本発明は、カーボンナノチューブを用いた漆黒性顔料に関する。
自動車分野、家電、家具、調度品等の部品には、安価に自由度の高い形状を得られることから、樹脂成型品や金属成型品が用いられている。これらの成形品は、樹脂成型品においては、塗装することなく高い意匠性を得るために、顔料を添加することで成形品のみで実現する技術が一般的となっているが、顔料を添加した成形品では望む色調を得るためには同時に用いるフィラーとの相互作用や、添加量等の多数の難題を解決する必要があり、目的とする色調と機械強度を両立させるため、多数の解決策が示されている(特許文献1、2)。
また、成形品のみでは意匠性に乏しいことから、より付加価値を求められる分野においては、引き続き成形品の表面を塗装することにより、希望とする意匠性を付与する手法が用いられている(特許文献3)。
意匠性の高い色調としては黒色が多用されているが、この中でも特にJIS Z8781-4に規定される表色系に基づく色空間において、Lが0に近く、bが小さい、青味の強い漆黒が高級な色合いとされている。漆黒の色合いを得るために、カーボンブラックを用いるのが一般的だが、配合によってはaが大きい赤身の強い漆黒となってしまい、より漆黒性が高く青味のある色調を付与することが出来る顔料が求められている。
特開2011−291961号公報 特開2013−209494号公報 特表2010−506717号公報
従来よりも青味が強く漆黒性が高い顔料を提供する。
本発明者は、上記の課題を解決する為に鋭意研究を重ねた結果、入手が簡単な酢酸パラジウム等のカルボン酸パラジウムを担体に担持することなくそのまま触媒として使用して製造されたカーボンナノチューブに、従来のカーボンブラックには無い青味の強い漆黒性があることを見出し、本発明にて提供を行う顔料の技術を完成するに到った。
本発明の漆黒性の高い顔料は、以下の条件(1)〜(8)を満足することを特徴とするものである。

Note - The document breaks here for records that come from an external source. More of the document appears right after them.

PR #142, opened 2023-04-04
Add USA Senate maps

Flizzyclone:
This PR adds 6 different variants of the USA Senate map:
1. Blank Senate
2. Current Senate
3. Senate 2024 Elections
4/5/6. Senate Class 1/Class 2/Class 3

A few notes about these maps:
1. I used different colors for Democrats and Republicans than the testing map uses. I think these look better but we can change them back if we want.
2. In order to use the Roboto font, which iirc we decided on as default font, I had to add a CSS import for the font, hence the addition of map.css.
3. In the GitHub previewer these maps will appear to have no text/color. This is to keep file size down. They look fine in app.

Code changes:
1. Updated map selection with the proper link to the Senate 2024 map
2. Added the maps described above
3. Added Senate maps to Titles.json
4. Created and added import for map.css in order to use the Roboto font.


apps/yapms/src/routes/app/+layout.svelte
```diff
@@ -1,5 +1,6 @@
 <script>
 	import '$lib/styles/global.css';
+	import '$lib/styles/map.css';
```
Fish1, line 3: I don't think we need this. The font should be built directly into the map I think. Removing it didn't change anything for me.

Fish1 (changes requested):

apps/yapms/src/routes/app/+layout.svelte
Flizzyclone: On Chrome when I remove this, the map reverts back to a Times New Roman style font.
image

Fish1: Ahh, maybe it's because I have Roboto installed directly on my operating system.

Fish1 (approved):
LGTM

(1)JIS Z8781-4に規定される表色系に基づく、Lが3から15、aが0から1、bが−4から−3の範囲の色度座標を持つカーボンナノチューブであることを特徴とする漆黒性顔料。
(2)気体の炭素含有化合物とカルボン酸パラジウム触媒を500℃〜1200℃で接触させたカーボンナノチューブであることを特徴とする請求項1記載の顔料。
(3)気体の炭素含有化合物と固体のカルボン酸パラジウム触媒を500℃〜1200℃で接触させ、触媒上に多層カーボンナノチューブを成長させたことを特徴とする請求項1記載の顔料。

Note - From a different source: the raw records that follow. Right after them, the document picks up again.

PR #144, opened 2023-04-06
Added "None" Chart Type

Flizzyclone:
This PR adds a "None" chart type that hides the div that the chart resides in.

image
*When 'none' is selected.*

Summary of code changes:
- Adds 'none' as a possible value for the Chart Type Modal
- Adds 'none' as a possible value for the ChartType type
- Adds a statement to add the hidden class to the chart-containing div when ChartTypeStore is 'none'.


Fish1 (approved):
LGTM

(4)気体の炭素含有化合物と気化したカルボン酸パラジウム触媒を500℃〜1200℃で接触させ多層カーボンナノチューブを成長させたことを特徴とする請求項1記載の顔料。
(5)粉体のカルボン酸パラジウム触媒に気体の炭素含有化合物を導入してカルボン酸パラジウム触媒を飛散させながら、気体の炭素含有化合物とカルボン酸パラジウム触媒を500℃〜1200℃で接触させ多層カーボンナノチューブを成長させたことを特徴とする請求項1記載の顔料。
(6)前記カルボン酸パラジウムが酢酸パラジウムであることを特徴とする請求項1記載の顔料。
(7)前記炭素含有化合物がメタンであることを特徴とする請求項1記載の顔料。
(8)請求項1に記載の漆黒性顔料を含む組成物。
本発明の顔料であるカーボンナノチューブは、従来にない青味の強い漆黒性を付与することが出来、入手が比較的簡単な酢酸パラジウムなどのカルボン酸パラジウムを担体に担持することなくそのまま触媒として使用することで、結晶性の高いカーボンナノチューブを、効率的に製造することができる。
固定床法による顔料の製造方法を示す模式図。 固相流動法による顔料の製造方法を示す模式図。 実施例1で得られた顔料
本発明にて提供する顔料は、JIS Z8781-4(2013)に規定される測定法により、色座標を測定することが出来る。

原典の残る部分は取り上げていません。